**Problem details:** Each line in the entries that has the word "bundle" has to be copied.

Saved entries
------------
PR #405, opened 2021-12-31
Use upstream nixpkgs' packages-config.nix

sternenseemann:
The files in nixos-search and nixpkgs have already unnecessarily
diverged — more than they should given that the only difference is that
the search ignores unfree packages (while nixpkgs includes them for the
benefit of repology).

Since we update the NIX_PATH when calling nix-env in nixpkgs_info.rs, we
can simply import the packages-config.nix from nixpkgs using that
information and update it with our addition `allowUnfree = false`.

cc @Atemu @andir


flake-info/src/commands/packages-config.nix
```diff
@@ -1,49 +1,4 @@
-{
-  # Ensures no aliases are in the results.
-  allowAliases = false;
-
+import <nixpkgs/pkgs/top-level/packages-config.nix> // {
   # Do *NOT* list unfree packages
   allowUnfree = false;
```
ncfavier, line 3: Isn't this the default? If we can remove this we can use the file from nixpkgs directly

sternenseemann: Right, I was a bit confused because <https://github.com/NixOS/nixos-search/pull/343> changed the value, so I thought it might be necessary.

Keeping the file that reimports from nixpkgs could still be valueable to add custom changes to the upstream one? In any case I'll update the commit message and contents later.

garbas (approved):

PR #1278, opened 2026-05-12
enhance(flakes): convert to standardized flake registry

### LINKED ISSUE #1183: enhance(flakes): convert to standardized flake registry
- **File** : `flake-registry.json` (like https://github.com/NixOS/flake-registry)
- **Format** : https://nix.dev/manual/nix/latest/command-ref/new-cli/nix3-registry.html#registry-format
- **Interface** : https://github.com/NixOS/nix/blob/master/src/libfetchers/include/nix/fetchers/registry.hh

We then would be able to use [`nix registry`](https://nix.dev/manual/nix/latest/command-ref/new-cli/nix3-registry.html), including [`nix registry add`](https://nix.dev/manual/nix/latest/command-ref/new-cli/nix3-registry-add) (which would make adding flakes easier, doable in CI using [`on.workflow_dispatch.inputs`](https://docs.github.com/en/actions/reference/workflows-and-actions/workflow-syntax#onworkflow_dispatchinputs), and #1032 a non-starter), [`nix registry list`](https://nix.dev/manual/nix/latest/command-ref/new-cli/nix3-registry-list.html) (which would greatly help with #1181), but most importantly [`nix registry resolve`](https://nix.dev/manual/nix/latest/command-ref/new-cli/nix3-registry-resolve.html) (which would enable a great reduction of [flake-info](https://github.com/NixOS/nixos-search/tree/main/flake-info)'s LOC)

Malix-Labs:
CLOSES: #1183


README.md
```diff
@@ -91,23 +91,23 @@ You may need to manually edit `frontend/src/Search.elm` to use the right index.
 
 ## Adding flakes
 
-To add your own flakes to the search index edit [./flakes/manual.toml](./flakes/manual.toml), keeping the alphabetical ordering.
+To add your own flakes to the search index edit [./flakes/flake-registry.json](./flakes/flake-registry.json), keeping the alphabetical ordering.
 
-Possible types are `github`, `gitlab`, `sourcehut`, and `git` (which is the fallback for any kind of git repository but requires to set a revision key manually as of now).
+This registry currently contains `github`, `gitlab`, and `sourcehut` entries.
```
Eveeifyeve, line 96: Would it be good to reference https://nix.dev/manual/nix/2.25/command-ref/new-cli/nix3-flake.html?highlight=flake%20refere#types instead here?

Malix-Labs: The intended workflow would be to abstract that entirely through `nix registry add`

The readme would get simplified as a result

Please also see https://github.com/NixOS/nixos-search/issues/1183#issuecomment-4464715712 (and you can subscribe to this issue too, since there will be long running developments)

Eveeifyeve: Is this regarding to https://github.com/NixOS/nix/pull/15660? Because if it is, I might look at it and review.

Malix-Labs: Yep! and not only that, there is also NixOS/nix#4780, and perhaps also other but related elements I've not reported

Do you have a synchronous chat (discord message or call, matrix messages or call, SimpleX, Zulip, Signal, anything) where we could review / talk about it?

My discord is `malix_labs` and matrix is `@malix_off:matrix.org`

Eveeifyeve: > Do you have a synchronous chat (discord message or call, matrix messages or call, SimpleX, Zulip, Signal, anything) where we could review / talk about it?

Yes I do, I have both my discord which is `eveeifyeve` or my matrix `@eveeifyeve:matrix.org`. I don't mind both. UPDATE: I added you on both.

PR #1283, opened 2026-05-21
fix: devshell for darwin machines

eveeifyeve:
Fixes the issue with running devshell with apple-sdk on darwin machines.


raboof (approved):
OK if CI agrees I suppose ;)

/cc @sakompella

Issue #1281, opened 2026-05-15
Remove support for home-manager


eclairevoyant:
h-m is a separate project completely unaffiliated with nixpkgs/nixos and doesn't follow its basic coding standards. In fact in many cases it goes against the design of nixos.

Having it in the search is more noise and unnecessarily privileges one random project over any others, making it look official. (Even modular services should be marked as "experimental" to make it clear that it's not officially in use as of now.)

KiaraGrouwstra:
i'm seeing some mixed reactions here, which maybe raises the question what considerations those here saw.

mine i guess were maybe somewhat simple: i'd like to see this project grow in functionality, while i see in practice people seem to depend on more than just NixOS proper.
this wasn't so much meant as a knock on other projects like `nix-darwin` or `hjem-rum`, just gradual steps in trying to see how we may better serve nix users' needs.

i'll admit as a nixos user i've personally found it hard to manage a usable workstation without resorting to use of home-manager so far, so that might bias me here - tho perhaps some of the others who reacted here felt similar.

> (Even modular services should be marked as "experimental" to make it clear that it's not officially in use as of now.)

fair!

> h-m is a separate project completely unaffiliated with nixpkgs/nixos

to be fair, i've felt under the impression that nixos.org has been less nixos-only, but rather about nix as well, which in case one would extend such reasoning to search.nixos.org definitely raises some valid questions about proper scope here.

> Having it in the search is more noise [...]

this sounds like a UX thing - which is good feedback, tho then there might be multiple ways to approach this.
i'm not sure what the solution here is, and i might be making things less consistent by blurring the boundary between the main options page vs the 'third-party flakes' one - and maybe we might be better off changing that boundary, if not finding further inspiration at <https://search.nüschtos.de/>.

> Having it in the search [...] unnecessarily privileges one random project over any others

if we'd consider adding further projects, i wonder if the concern might gradually alleviate - such an opt-in fashion would be not unlike what had been used here for the flakes page for longer already.

> making it look official

this sounds like a matter of setting expectations - i wonder if just like with modular services and marking as experimental, marking this particular repo as being in the `nix-community` org might help prevent at least some such misunderstandings?

now, to be fair, while i've had some activity at this repo lately, many the design decisions here also feel like subject to the documentation team (/cc @hsjobeki), whose [document](https://github.com/NixOS/nix.dev/blob/master/maintainers/vision.md) i might have read, tho they're probably a better arbiter of interpreting such overall strategy.

[...]

PR #1288, opened 2026-05-26
mark Home Manager as part of `nix-community`

KiaraGrouwstra:
we could revert this when the project is officially marked as part of the NixOS org (see #1281), but until then this may set more realistic expectations


raboof (approved):

raboof:
This is a nice improvement. I'd still like a oneliner saying what home-manager is and linking to https://github.com/nix-community/home-manager/, but that can be a separate improvement.

Malix-Labs:
Related : #1397

PR #1289, opened 2026-05-26
mark modular services as experimental

KiaraGrouwstra:
Mark modular services in the options tab as experimental, as suggested in #1281.

### DIFF
--- a/frontend/src/Page/Options.elm
+++ b/frontend/src/Page/Options.elm
@@ -229,6 +229,16 @@ viewSourceTab activeSource count source =
         id =
             Route.optionSourceId source
 
+        labelChildren =
+            text (Route.optionSourceLabel source)
+                :: (case source of
+                        Route.ModularServiceOptions ->
+                            [ span [ class "label label-info experimental-badge" ] [ text "Experimental" ] ]
+
+                        _ ->
+                            []
+                   )
+
         badge =
             case count of
                 Just n ->
@@ -247,7 +257,7 @@ viewSourceTab activeSource count source =
             , href "#"
             , Html.Events.onClick (SearchMsg (Search.SetActiveOptionSource source))
             ]
-            (span [] [ text (Route.optionSourceLabel source) ] :: badge)
+            (span [ class "source-label" ] labelChildren :: badge)
         ]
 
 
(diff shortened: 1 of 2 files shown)


raboof (approved):
Sounds good.

I could also see only showing this category when the 'unstable' channel is selected.

It would still be nice to link to https://nixos.org/manual/nixos/unstable/#modular-services somewhere. (also shouldn't that be in the nixpkgs manual rather than the nixos-manual? I thought kinda the point of modular services was that they're not NixOS-specific :)

KiaraGrouwstra:
> It would still be nice to link to https://nixos.org/manual/nixos/unstable/#modular-services somewhere.

We do this today! It has been linked at options details' entry:

> **About**: [What are modular services?](https://nixos.org/manual/nixos/stable/#modular-services)

> (also shouldn't that be in the nixpkgs manual rather than the nixos-manual? I thought kinda the point of modular services was that they're not NixOS-specific :)

Indeed! This point was raised earlier at https://github.com/NixOS/nixpkgs/issues/432550#issuecomment-4255111511, and I've worked on this a bit at NixOS/nixpkgs#519015.

> I could also see only showing this category when the 'unstable' channel is selected.

To be fair, the feature has been available on stable, tho it's maybe unfortunate that the name might give the impression it's already in the ballpark of usefulness as NixOS services, of which we have various orders of magnitude more today.

I feel like a way to communicate that would be to have its limited set of options eagerly loaded such that people would already see there's very little there yet today. (I'd see #1262 as the first step toward achieving that.)

raboof:
> > It would still be nice to link to https://nixos.org/manual/nixos/unstable/#modular-services somewhere.
> 
> We do this today! It has been linked at options details' entry:
> 
> > **About**: [What are modular services?](https://nixos.org/manual/nixos/stable/#modular-services)

Yeah that's already good. I think it might make sense to have it above rather than 'inside' the search results at some point.
 
> > (also shouldn't that be in the nixpkgs manual rather than the nixos-manual? I thought kinda the point of modular services was that they're not NixOS-specific :)
> 
> Indeed! This point was raised earlier at [NixOS/nixpkgs#432550 (comment)](https://github.com/NixOS/nixpkgs/issues/432550#issuecomment-4255111511), and I've worked on this a bit at [NixOS/nixpkgs#519015](https://github.com/NixOS/nixpkgs/pull/519015).

:+1:

PR #1290, opened 2026-05-26
chore: update nixos-infra flake input

eveeifyeve:
This flake update adds 26.05 as beta to packages and options.
Ref: https://github.com/NixOS/nixpkgs/issues/503391

A follow up will have to be done upon release, which I am happy to do.


yayayayaka (approved):
Literally one minute before pushing my own PR :laughing:

PR #1311, opened 2026-06-05
for missing HM options link to the HM issue tracker

KiaraGrouwstra:
when there are no search results, we used to just refer people to the nixpkgs issue tracker.
this gates it to use the HM one in case of HM options.

/cc @Eveeifyeve


eveeifyeve:
Where is the web preview for this pr?

KiaraGrouwstra:
looks like https://github.com/NixOS/nixos-search/actions/runs/27031892636/job/79786054891 complains:

> Netlify credentials not provided, not deployable

/cc @raboof

this maybe raises the question when this regressed (?).
fwiw #1277 still got a preview.
more recent ones i haven't found any for just yet.

KiaraGrouwstra:
d'oh, looks like the auto-deploys need the secrets, which GHA only exposes for PRs made from the repo itself, not from forks.

raboof (approved):
LGTM but has a conflict

PR #1314, opened 2026-06-05
feat(frontend): copy confirmation toast and copy buttons for option values

ELHart05:
Two related improvements to the copy buttons.

1. A toast. Every copy button (package commands, option names) wrote to the clipboard with no feedback. They all go through the copyToClipboard port, so a "Copied to clipboard" toast is added to that one handler and shows only when the write succeeds. It uses the existing theme variables, respects prefers-reduced-motion, and has role="status" for screen readers.

2. More copy buttons. The options page only had a copy button on the option name. The Default, Example and Usage code blocks now have one too, Usage being the ready-to-paste configuration.nix snippet. They reuse the same port, so the toast covers them as well.

Tested against the production index: package install commands, option names, and the option Default/Example/Usage blocks all copy the right text and raise the toast, in light and dark themes.


raboof (approved):
neat!

Issue #1270, opened 2026-05-09
feature request: link to options from package


aaaaargZombies:
How feasible would it be to show or link to the options for a package in the "▾▾▾ Show more package details ▾▾▾" section?

It would be very nice to see an overview of all options available for package rather than searching in the options tab and hoping you find the correct ones.

PR #1315, opened 2026-06-05
feat(frontend): link from a package to its NixOS options search

ELHart05:
Addresses #1270.

From a package's expanded details there was no quick way to see which NixOS options relate to it; you had to switch to the Options tab and retype the name. This adds a "NixOS options" line to the package details with a link that runs the options search for the package, carrying the current channel over.

It only shows for nixpkgs packages, not third-party flake packages, which don't have NixOS options.

Tested against the production index: opening firefox shows "Search NixOS options for firefox" linking to /options?channel=unstable&query=firefox, which returns the programs.firefox.* options.

### DIFF
--- a/frontend/src/Page/Packages.elm
+++ b/frontend/src/Page/Packages.elm
@@ -654,6 +654,21 @@ viewResultItem nixosChannels channel showInstallDetails show item =
                         )
                 ]
 
+        nixosOptions =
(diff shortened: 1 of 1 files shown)


raboof (approved):
Cool!

FWIW for flakes perhaps it could link to https://search.nixos.org/flakes?type=options

PR #1317, opened 2026-06-06
feat(frontend): link flake packages to their flake options search

ELHart05:
Follow-up to #1315 (issue #1270). In that review, @raboof noted the package options link could work for flakes too, pointing at the flakes options search.

#1315 only added the "NixOS options" link for nixpkgs packages. This adds the equivalent for flake packages: a "Flake options" link that runs the flakes options search for the package name (`/flakes?type=options&query=...`).

nixpkgs packages are unchanged and still link to `/options` with the channel carried over.

### DIFF
--- a/frontend/src/Page/Packages.elm
+++ b/frontend/src/Page/Packages.elm
@@ -654,20 +654,29 @@ viewResultItem nixosChannels channel showInstallDetails show item =
                         )
                 ]
 
-        nixosOptions =
-            if item.source.flakeUrl == Nothing then
-                div []
-                    [ h4 [] [ text "NixOS options" ]
-                    , p []
-                        [ a [ href ("/options?channel=" ++ channel ++ "&query=" ++ item.source.attr_name) ]
-                            [ text "Search NixOS options for "
-                            , em [] [ text item.source.attr_name ]
+        optionsLink =
+            let
+                searchLink heading label url =
+                    div []
+                        [ h4 [] [ text heading ]
+                        , p []
+                            [ a [ href url ]
+                                [ text label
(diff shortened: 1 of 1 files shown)


KiaraGrouwstra (approved):

KiaraGrouwstra:
this looks like a step forward - tho one failure case here seems `default` flake attributes, which under the current implementation will suggest option searches for `default`

raboof:
> one failure case here seems `default` flake attributes, which under the current implementation will suggest option searches for `default`

good point - maybe in that case we should propose the last segment of the url as search term?

ELHart05:
Seems good? what approach you wanna go with, I can work on it ofc

KiaraGrouwstra:
if i understand correctly that'd be like taking the last word of the `q=` query param as the alternative to `default` in the suggested option search?

ELHart05:
Pushed a commit for this, went with @raboof's idea of using the last segment of the flake url.

So a `github:owner/repo` flake with a `default` package now searches options for `repo` instead of `default`. The repo name already comes off the result, so the link just uses that.

@KiaraGrouwstra on the `query` param route: I left that one out because the last word of the search box isn't really tied to the package you clicked on, and using it would mean threading the query down into each result row. Keying off the flake ref felt more reliable here.

I only special case `default` and fall back to the attr name when there's nothing to derive (an unresolved flake origin, say), so the other attributes stay as they were.

KiaraGrouwstra:
thanks, this approach looks good to me - you as well, @raboof?

raboof (approved):

PR #1346, opened 2026-06-18
remove `_class` mentions` from option results' snippets

### LINKED ISSUE #1344: _class incorrectly shown in option usage example
When viewing the usage example for an option on [https://search.nixos.org/options](https://search.nixos.org/options), `_class = "nixos";` is incorrectly shown as part of it. An example from `programs.bash.enable`'s usage example has been copied below.

```nix
# configuration.nix
{
  _class = "nixos";
  programs.bash.enable = true;
}
```

KiaraGrouwstra:
Closes #1344.

### DIFF
--- a/frontend/src/Page/Options.elm
+++ b/frontend/src/Page/Options.elm
@@ -449,8 +449,7 @@ asHighlightPreCode value =
         ]
 
 
-{-| Render a "Usage" section showing how to use this option in the appropriate
-context, including `_class` to clarify which module system it belongs to.
+{-| Render a "Usage" section showing how to use this option.
 -}
 viewUsageSnippet : ResultItemSource -> List (Html Msg)
 viewUsageSnippet source =
@@ -497,7 +496,6 @@ viewUsageSnippet source =
                 ( Just pkg, Just mod_ ) ->
                     usage
                         ("system.services.<name> = {\n"
-                            ++ "  _class = \"service\";\n"
                             ++ "  imports = [ pkgs."
                             ++ pkg
                             ++ ".services."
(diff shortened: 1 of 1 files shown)


KiaraGrouwstra:
arguably these were more correct than the suggested file names mentioned (`configuration.nix` is now contending for NixOS entrypoint with both `system.nix` as well as with flakes), but yeah, unfortunately `_class` may have been mostly confusing to newer users. perhaps we could find a better place for them some time.

eveeifyeve:
It would be good to make the modular services changed to state the nixos example, so that it's more explicit the example is for nixos. Like adding `# configuration.nix` to the top of the file could do it. With home-manager, darwin, etc people can find out with their respective docs or options defined.

KiaraGrouwstra:
> so that it's more explicit the example is for nixos

hm. so.
is that technically correct right now tho?
cuz you would get the generic functionality (which is worth whatever your system shims do with that), while currently at least one service (php-fpm) out of the like 4 seems to have finix bits there as well.

now, the existing services there may have some escape hatches for nixos, but at that point we've maybe reached a semantic discussion there.

the underlying semantic question right now then becomes: is a modular service something that works on your system, or is it a service implementing the generic interface, rendering 'it works on system x' technically outside of the responsibility of what a modular service is, at least until the interface (and the system's shims, without requiring the escape hatches) make it work?

i think the proper solution there would be explicitly segregating the generic bits vs the system-specific escape hatches so one would know what they'd get, but that isn't where we're at today.

raboof (approved):
I agree the `_class` is currently confusing, let's merge this to remove it and make further improvements in follow-up PRs

PR #1357, opened 2026-06-20
mention matrix channel in readme

KiaraGrouwstra:


raboof (approved):
it's a bit uncomfortable since it's not part of the nixos space and AFAICS because there's no moderators left it can't be made part of that space anymore either, but good to make it more discoverable I suppose.

PR #757, opened 2024-06-18
build: remove mkinitrd and fix docker create

Vicente-Cheng:
**Problem:**
There were some build issues when we bumped the sle-micro 5.5.

**Solution:**
Use the correct command to build iso successfully.

**Related Issue:**
https://github.com/harvester/harvester/issues/6027

**Test plan:**
TBD

### DIFF
--- a/scripts/package-harvester-os
+++ b/scripts/package-harvester-os
@@ -78,7 +78,8 @@ then
 fi
 
 INITRD=$(docker run --rm ${HARVESTER_OS_IMAGE} readlink /boot/initrd)
-docker create --cidfile=os-img-container ${HARVESTER_OS_IMAGE}
+# we need to add entrypoint or the docker create failed in newer version
+docker create --cidfile=os-img-container ${HARVESTER_OS_IMAGE} -- tail -f /dev/null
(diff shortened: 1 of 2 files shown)


scripts/package-harvester-os
```diff
@@ -78,7 +78,7 @@ then
 fi
 
 INITRD=$(docker run --rm ${HARVESTER_OS_IMAGE} readlink /boot/initrd)
-docker create --cidfile=os-img-container ${HARVESTER_OS_IMAGE}
+docker create --cidfile=os-img-container ${HARVESTER_OS_IMAGE} -- sleep 30
```
tserong, line 81: Why do we need this? Is this a requirement of a newer version of Docker? (Also, you could maybe try something like `tail -f /dev/null` which should keep it running forever until it's explicitly removed - I never really liked fixed sleeps :-) )

tserong (approved):
LGTM, just a question.

scripts/package-harvester-os
Vicente-Cheng: Thanks @tserong.
Yeah, the newer version Docker requires the entry point (means the command to execute).
Thanks for the hint. The `tail -f /dev/null` is the better way. Updated!

tserong (approved):

bk201 (approved):

PR #759, opened 2024-06-26
fix installer not initialising on arm hosts in equinix metal

ibrokethecloud:
**Problem:**

Currently harvester installer does not initialise on arm instances on equinix metal.

The original arm implementation skipped the serial console /dev/ttyAMA0 in favour of non serial terminals exposed such as /dev/tty1 exposed on the ampere hosts.

Arm hosts in equinix metal only expose /dev/ttyAMA0 via serial-over-ssh. Since there is no alternate terminal exposed the installer does not start.

**Solution:**

The PR introduces a minor change to setup-installer script to favour non /dev/ttyAMA0 terminals if one is present such as on Ampere hosts, and failover to /dev/ttyAMA0 if that is the only option.

**Related Issue:**

**Test plan:**

### DIFF
--- a/package/harvester-os/files/usr/bin/setup-installer.sh
+++ b/package/harvester-os/files/usr/bin/setup-installer.sh
@@ -44,12 +44,17 @@ echo "Remove the serial-getty service..."
 rm -rf "/etc/systemd/system/serial-getty*"
 
 # reverse the ttys to start from the last one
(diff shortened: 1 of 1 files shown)


tserong (approved):

bk201 (approved):

bk201:
@mergifyio backport v1.3

PR #775, opened 2024-07-23
Log validateConfig, PrepareWebooks and doInstall errors

tserong:
**Problem:**
Prior to this commit, errors returned from `validateConfig()`, `PrepareWebooks()` and `doInstall()`  would be printed to the console, but not logged.  This meant that if you weren't able to access the console for whatever reason, but _could_ access the log file, you would have no idea what went wrong if one of those function calls failed.

**Solution:**
Call `logrus.Error()` in addition to `printToPanel()`.

Bonus: call `logrus.Info("Installation will proceed (harvester.install.skipchecks = true)")` to make it explicit when preflight checks fail but are intentionally skipped.

**Related Issue:**
https://github.com/harvester/harvester/issues/6214

**Test plan:**
- Do a PXE install, but with an invalid config file (see reproducer in https://github.com/harvester/harvester/issues/6214)
- Confirm that an appropriate error message appears on the console _and_ in `/var/log/console.log`, rather than only appearing on the console.

For example, with this configuration:

```
install:
  mode: This ain't right
```

...we should see something like the following on the console:

image

...and something like this in the log:

image

### DIFF
--- a/pkg/console/install_panels.go
+++ b/pkg/console/install_panels.go
@@ -2132,6 +2132,7 @@ func addInstallPanel(c *Console) error {
 						for _, warning := range preflightWarnings {
 							logrus.Warning(warning)
 						}
+						logrus.Info("Installation will proceed (harvester.install.skipchecks = true)")
 					} else {
 						// Checks were not explicitly skipped, fail the install
 						// (this will happen when PXE booted if checks fail and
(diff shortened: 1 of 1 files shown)


bk201 (approved):
Thanks!

Vicente-Cheng (approved):
good enhancement!

tserong:
@mergifyio backport v1.4 v1.3

PR #783, opened 2024-07-29
leverage generateTemplates capability of harvester/addons

ibrokethecloud:
**Problem:**

PR introduces minor changes to installer to leverage the new `generateTemplate` capability added to `harvester/addons`

Prior to this change the addon updates were being managed by updates to version_info file, and also updating the version details in the rancher-22-addons.yaml template file.

**Solution:**

This has been simplified to use the chart versions in version_info file and allow ability to generate template file dynamically. This ensures that chart and image version change is only ever kept in one single location.

addons PR: https://github.com/harvester/addons/pull/4

**Related Issue:**
**Test plan:**

### DIFF
--- a/scripts/build-bundle
+++ b/scripts/build-bundle
@@ -15,6 +15,11 @@ if [ ! -d ${addons_path} ];then
     git clone --branch main --single-branch --depth 1 https://github.com/harvester/addons.git ../addons
 fi
 
+# will generate template file in ${addons_path}, and this is used for subsequent checks
+cd ${addons_path}
+go run . -generateTemplates 
+cd ${TOP_DIR}
+
 source ${SCRIPTS_DIR}/version
 source ${SCRIPTS_DIR}/version-rke2
 source ${SCRIPTS_DIR}/version-rancher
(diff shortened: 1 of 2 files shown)


ibrokethecloud:
@w13915984028 now that `version_info` is the sole driver of template and addon generation, do you think we still need the chart / addon version check in `build-bundle`?

tserong (approved):

scripts/build-bundle
```diff
@@ -140,9 +145,9 @@ check_addon_chart_version_matching() {
   ls -alht ${CHARTS_DIR}
 
   echo "addon template files"
-  ls -alht ${addons_path}/pkg/templates
+  ls -alht ${addons_path}
```
Yu-Jack, line 148: Should we change this to `ls -alht ${addons_path}/*.yaml` ? I think we just care the *.yaml, right?

Vicente-Cheng (approved):
lgtm, thanks for the improvement

scripts/build-bundle
ibrokethecloud: this is to only to help with debugging.. the subsequent loop limits itself to `*.yaml`

Yu-Jack (approved):

ibrokethecloud:
@mergifyio backport v1.4

PR #791, opened 2024-08-07
build: add installer commit hash to /etc/harvester-release.yaml

tserong:
**Problem:**
It's not always obvious exactly which version of the harvester-installer code is included in a given build.

**Solution:**
Add the harvester-installer commit hash to `/etc/harvester-release.yaml`. For release builds, this should give us something like the following:

```
os: Harvester v1.3 (ff64884)
```

For local dev builds, it's a bit redundant, but I don't think there's any harm in this:

```
os: Harvester 677447c-dirty (677447c)
```

**Related Issue:**
https://github.com/harvester/harvester/issues/6285

**Test plan:**
Run `cat /etc/harvester-release` and make sure the `os` line includes the harvester-installer commit hash in parentheses.

### DIFF
--- a/scripts/package-harvester-os
+++ b/scripts/package-harvester-os
@@ -33,6 +33,7 @@ PRETTY_NAME="Harvester ${VERSION}"
 cat > harvester-release.yaml <<EOF
 harvester: ${HARVESTER_VERSION}
 harvesterChart: ${HARVESTER_CHART_VERSION}
+installer: ${COMMIT}
 os: ${PRETTY_NAME}
 kubernetes: ${RKE2_VERSION}
 rancher: ${RANCHER_VERSION}


bk201:
I'm hitting an issue when testing the upgrade. The cluster repo has an invalid image name:

截圖 2024-08-07 晚上11 13 01

The reason is the upgrade code expects the image name to like `rancher/harvester-cluster-repo:$REPO_OS_VERSION` ([link](https://github.com/harvester/harvester/blob/16b587a190a78b7836ced9c975414f711a11b7c4/package/upgrade/upgrade_manifests.sh#L338))

One alternative is to add a new key like `installer_version: <commitish>` in the `harvester-release.yaml` file. This approach provides a way to determine the included installer commit without changing the existing upgrade codes. The drawback is the commit hash is not displayed in the pretty name.

tserong:
> The reason is the upgrade code expects the image name to like `rancher/harvester-cluster-repo:$REPO_OS_VERSION` ([link](https://github.com/harvester/harvester/blob/16b587a190a78b7836ced9c975414f711a11b7c4/package/upgrade/upgrade_manifests.sh#L338))

Good catch!

I've added `installer: ${COMMIT}` - this seems most straightforward to me, rather than also changing the upgrade code.

tserong:
Full example of a build from master:

```
harvester: 16b587a1
harvesterChart: 0.0.0-master-16b587a1
installer: b08c33c
os: Harvester master
kubernetes: v1.27.13+rke2r1
rancher: v2.8.3
monitoringChart: 103.1.1+up45.31.1
loggingChart: 103.1.0+up4.4.0
kubevirt: 1.2.2-150500.8.21.1
minUpgradableVersion: ''
rancherDependencies:
  fleet:
    chart: 103.1.2+up0.9.2
    app: 0.9.2
  fleet-crd:
    chart: 103.1.2+up0.9.2
    app: 0.9.2
  rancher-webhook:
    chart: 103.0.2+up0.4.3
    app: 0.4.3
```

bk201 (approved):
LGTM, thanks!

ibrokethecloud (approved):
lgtm. thanks.

tserong:
@mergifyio backport v1.4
------------
**Written answer:**
--- a/scripts/build-bundle
+++ b/scripts/build-bundle
@w13915984028 now that `version_info` is the sole driver of template and addon generation, do you think we still need the chart / addon version check in `build-bundle`?
scripts/build-bundle
scripts/build-bundle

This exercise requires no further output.